That’s when I got really curious about exactly what makes a person healthy, and what predisposes them to illness. I started digging deep into the medical literature to find out whether such spontaneous remissions were mere accidents or whether there were concrete steps we could take to make our bodies ripe for miracles. The shocking things I found in the scientific literature are all compiled in my book Mind Over Medicine: Scientific Proof That You Can Heal Yourself (BUY it on Amazon, Barnes & Noble, or IndieBound). But I’ll give you a few Cliff notes of what scientists have been proving for decades.:
You can heal yourself, but you can’t do it alone.
To say that you can heal yourself is sort of a misnomer. The body knows how to heal itself. It is perfectly equipped to repair broken proteins, fight foreign bodies or infectious agents that penetrate
the body’s barriers, and kill the cancer cells we all make every day. But the scientific evidence suggests that you need the care of a healer to facilitate the self-healing process - which should be good news, not just for patients, but for the medical establishment. We need not be threatened by the body’s ability to heal itself. The data suggests that, as doctors, patients NEED us. But they need us to be a healing force, not a force of fear or pessimism. We need doctors to offer positive belief and nurturing care, rather than threatening us with negative news, which merely enables the nocebo effect.
This healer who facilitates your self-healing journey need not be a doctor. It could be an alternative medicine provider, a nurse, a therapist, or a life coach. The key is to find someone who can nurture you, listen to you, love you, spend time with you without rushing you, avoid projecting their own limiting beliefs and fears onto you, and genuinely believe in your ability to care for your own body. (If you have no clue how to find a healer like this, I’m training health care providers at the Whole Health Medicine Institute.
Keep in mind that I’m not suggesting you should withhold Western medical treatment. By all means, if you’re in a car accident, get thee to a trauma center! If you break a bone, let your doctor set it. If you have a severe bacterial infection, accept the antibiotic. And if you have cancer, let them reduce your tumor burden so your body can naturally fight the rest of the cancer cells. Combining Western medical treatment with self-healing techniques can only make your chance for cure greater.
Never underestimate the body’s capacity to enable spontaneous remission when you choose to live in alignment with your truth.
You are not a victim of your genes.
As it turns out, while you can’t change your DNA, you can change how your DNA behaves. We used to think that our genes were our destiny, that diseases like heart disease, breast cancer, alcoholism, depression, high cholesterol - you name it - if it ran in your family, you were basically hosed. But the study of epigenetics is changing everything.
What is epigenetics? Epigenetics means “control above the genes.” So what’s “above the genes?” Bingo. You guessed it. The mind.
Scientists now believe that external signals - things like nutrition, the environment in which we live, even thoughts, beliefs, and feelings - can influence regulatory proteins that determine how and even whether DNA gets expressed in certain ways. In other words, it’s not as cut and dried as we once thought.
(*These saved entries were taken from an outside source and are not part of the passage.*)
PR #2315, opened 2022-04-01
Fix arguments in CTC decoding script

nateanl:
Some arguments in `ArgumentParser` are not used in the `lexicon_decoder`. Fix them to use the ones in the parser.


carolineechen (approved):
LGTM, thanks for catching this!

PR #2320, opened 2022-04-04
Add an option to use GroupNorm instead of BatchNorm in Conformer model

xiaohui-zhang:
gpurun pytest test/torchaudio_unittest/models/conformer
git add ============================= test session starts ==============================
platform linux -- Python 3.7.0, pytest-7.1.1, pluggy-1.0.0
rootdir: /data/home/xiaohuizhang/audio_dev2
collected 4 items

test/torchaudio_unittest/models/conformer/conformer_cpu_test.py ..       [ 50%]
test/torchaudio_unittest/models/conformer/conformer_gpu_test.py ..       [100%]

============================== 4 passed in 10.36s ==============================

### DIFF
--- a/torchaudio/models/conformer.py
+++ b/torchaudio/models/conformer.py
@@ -31,6 +31,7 @@ class _ConvolutionModule(torch.nn.Module):
         num_channels: int,
         depthwise_kernel_size: int,
         bias: bool = False,
+        use_group_norm: bool = False,
         dropout: float = 0.0,
     ) -> None:
         super().__init__()
@@ -55,7 +56,7 @@ class _ConvolutionModule(torch.nn.Module):
                 groups=num_channels,
                 bias=bias,
             ),
-            torch.nn.BatchNorm1d(num_channels),
+            torch.nn.GroupNorm(num_groups=1, num_channels=num_channels) if use_group_norm else torch.nn.BatchNorm1d(num_channels),
             torch.nn.SiLU(),
             torch.nn.Conv1d(
                 num_channels,
@@ -131,6 +132,7 @@ class ConformerLayer(torch.nn.Module):
         num_attention_heads: int,
         depthwise_conv_kernel_size: int,
         dropout: float = 0.0,
+        use_group_norm: bool = False,
     ) -> None:
         super().__init__()
 
@@ -145,6 +147,7 @@ class ConformerLayer(torch.nn.Module):
             num_channels=input_dim,
             depthwise_kernel_size=depthwise_conv_kernel_size,
             bias=True,
+            use_group_norm=use_group_norm,
             dropout=dropout,
         )
 


torchaudio/models/conformer.py
```diff
@@ -131,6 +134,7 @@ def __init__(
         num_attention_heads: int,
         depthwise_conv_kernel_size: int,
         dropout: float = 0.0,
+        use_group_norm: bool = False,
```
hwangjeff, line 137: can you add a corresponding entry to the docstring?

torchaudio/models/conformer.py
```diff
@@ -31,6 +31,7 @@ def __init__(
         num_channels: int,
         depthwise_kernel_size: int,
         bias: bool = False,
+        use_group_norm: bool = False,
```
hwangjeff, line 34: and similarly here?

also noticed that `dropout` is missing a docstring...we can address separately

torchaudio/models/conformer.py
```diff
@@ -22,16 +22,19 @@ class _ConvolutionModule(torch.nn.Module):
...
     """
 
     def __init__(
         self,
         input_dim: int,
         num_channels: int,
         depthwise_kernel_size: int,
-        bias: bool = False,
         dropout: float = 0.0,
+        bias: bool = False,
```
mthrok, line 36: Moving `bias` parameter is BC-breaking. Is this intended?

xiaohui-zhang: sorry what does it mean by BC-breaking? I just wanted to gather bool-type inputs together, after int/float inputs

mthrok: Changing the order of function arguments breaks backward compatibility.

Say, a library, FooLibrary of v1 has a function like the following

```python
foo(a: int, b: str)
```

and in my project code I use it as

```python
result = foo(3, "foo")
```

Now, if the library code is changed like the following in v2 or something,

```python
foo(b: str, a: int)
```

Then simply upgrading my environment from FooLibrary v1 to v2, my project code stops working, unless I change my own code. The kind of changes that force client code change, is backward-incompatible, and it has to be communicated with users (deprecation). In PyTorch, we take at least two-release cycles for deprecating a public API.

mthrok: however the said class is not a public API, rather an internal one, so I guess it's kinda okay. Although I would say it's unnecessary if it's for the sake of cosmetics. @hwangjeff thoughts?

torchaudio/models/conformer.py
```diff
@@ -122,6 +127,8 @@ class ConformerLayer(torch.nn.Module):
         num_attention_heads (int): number of attention heads.
         depthwise_conv_kernel_size (int): kernel size of depthwise convolution layer.
         dropout (float, optional): dropout probability. (Default: 0.0)
+        use_group_norm (bool, optional): use GroupNorm rather than BatchNorm in ConvolutionModule. (Default: False)
+        convolution_first (bool, optional): apply the convolution module ahead of the attention module. (Default: False)
```
hwangjeff, line 131:
```suggestion
        convolution_first (bool, optional): apply the convolution module ahead of the attention module. (Default: ``False``)
```

torchaudio/models/conformer.py
xiaohui-zhang: it's an internal function so it should be ok to change, though I agree it's really a cosmetics change...

hwangjeff (approved):
lg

Before the Human Genome Project set out to map out the human genome, biologists guessed that we would have at least 120,000 genes, one gene for every protein made in the body. So researchers were baffled when they discovered that we only have approximately 25,000 genes and each of those 25,000 genes can express itself in at least 30,000 ways via regulatory proteins that are influenced by environmental signals. (Do the math!)
There’s more and more science coming out about how positive or negative thoughts, beliefs, and feelings can influence how our genes behave. How does this happen? The whole mechanism is laid out in my book Mind Over Medicine and you can read even more about it in Dr. Bruce Lipton’s The Biology Of Belief. But essentially, thoughts, beliefs, and feelings originating in the mind trigger either stress responses or relaxation responses that either harm or heal the physiology of the body via a cascade of hormones that bathe every cell in the body.
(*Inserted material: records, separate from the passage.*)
PR #2330, opened 2022-04-12
Support NV12 format in video decoding

mthrok:
Support NV12 format in Streamer API.

NV12 is a biplanar format with a full sized Y plane followed by a single chroma plane with weaved U and V values.
https://chromium.googlesource.com/libyuv/libyuv/+/HEAD/docs/formats.md#nv12-and-nv21

The original UV plane is smaller than Y plane, so in this implmentation,
UV plane is upsampled to match the size of Y plane.

### DIFF
--- a/torchaudio/csrc/ffmpeg/buffer.cpp
+++ b/torchaudio/csrc/ffmpeg/buffer.cpp
@@ -2,6 +2,10 @@
 #include <stdexcept>
 #include <vector>
 
+#ifdef USE_CUDA
+#include <c10/cuda/CUDAStream.h>
+#endif
+
 namespace torchaudio {
 namespace ffmpeg {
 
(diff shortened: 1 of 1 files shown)


torchaudio/csrc/ffmpeg/buffer.cpp
```diff
@@ -164,6 +168,94 @@ void AudioBuffer::push_frame(AVFrame* frame) {
...
+                     .layout(torch::kStrided)
+                     .device(torch::kCPU);
+
+  torch::Tensor y = torch::empty({1, height, width, 1}, options);
+  {
+    uint8_t* tgt = y.data_ptr<uint8_t>();
+    uint8_t* src = pFrame->data[0];
+    int linesize = pFrame->linesize[0];
+    for (int h = 0; h < height; ++h) {
+      memcpy(tgt, src, width);
```
hwangjeff, line 187: based on my limited understanding from scanning docs: `width` represents the pixel count per row, and `memcpy` would interpret it as the number of bytes to copy. so, the assumption seems to be that each pixel is 8 bits, but, for nv12, each pixel is 12 bits. how does this work?

mthrok: 12 bits par pixel is a statistic of the amount of information used for pixel, but the actual memory alignment is a different story.

In the case of NV12, the data is stored in two different planes, Y and UV.
The Y plane is full-sized, meaning it has the same number of pixel as the actual image.

```
FFmpeg work memory

<--------linesize-------->
<----width---->
YYYYYYYYYYYYYYY----------- ^  
YYYYYYYYYYYYYYY----------- |  
  ...                      | height 
YYYYYYYYYYYYYYY----------- ^

Y : valid pixel
- : working memory region (no valid data)
```
So in this particular for-loop, memcpy copy only valid pixels 
while moving the pointer to the next line, in different rate among
source and destination. (the destination Tensor is size of `width x height`)

Now, UV plane is different. First, each U pixels and V pixels have one quarter of pixels. 
Both of them `width / 2 x height / 2` number of pixels.
This is why on average, One pixel has 12 bits. (8 bits for Y and 8 / 4 == 2 bits for U and same for V).

In the case of NV12, UV plane is interweaved so the memory alignment looks like 
it's `width / 2 x height` size image, with a specific linesize.

```
<---------linesize--------->
<----width---->
UVUVUVUVUVUVUV------------- ^  
UVUVUVUVUVUVUV------------- |  
  ...                       | height / 2
UVUVUVUVUVUVUV------------- ^

U : valid pixel of U
V : valid pixel of V
- : working memory region (no valid data)
```

so when copying data first, we use Tensor of `height / 2, width / 2, 2`, then reshape and enlarge it to the original size.

mthrok: Note that YUV420P occupies the same amount of memory, but the alignment is different. https://github.com/pytorch/audio/pull/2334

hwangjeff (approved):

Sadly, most of us were not programmed to have positive thoughts about our health. Instead, from the time we are children, our minds get programmed with beliefs that sabotage our efforts to become optimally healthy and happy. Beliefs like “I’m the sickly type,” “Obesity runs in my family,” “People in my family die young,” and “Everyone in my family gets cancer” cause the mind to trigger physiological stress responses that may actually increase the risk that such negative beliefs will come true. So tend the garden of your mind. It just might influence how your genes behave.
Health Secret #7
Happiness is more than just a good mood. It’s preventive medicine.
Depression and anxiety aren’t just toxic to your mind; they’re toxic to
your body. The data is clear that unhappy people are much more likely to get physically sick. Depression and anxiety have both been linked to higher cancer risk, heart disease, pain disorders, and stroke.
Happiness even affects life expectancy. Happier people live up to ten years longer than unhappy people. In fact, in one study evaluating both happy and unhappy men, among the subgroup of men diagnosed with depression by age 50, more than 70% had died or were chronically ill by 63 years of age. Those who were considered extremely satisfied with their lives had 1/10th the rate of severe illness or early death compared to their unhappy counterparts. These findings held up after screening out other contributing factors such as alcohol, tobacco, obesity, and ancestral longevity.
When was the last time your doctor prescribed happiness as a preventive medicine or treatment for a health condition? What might you do to become more happy?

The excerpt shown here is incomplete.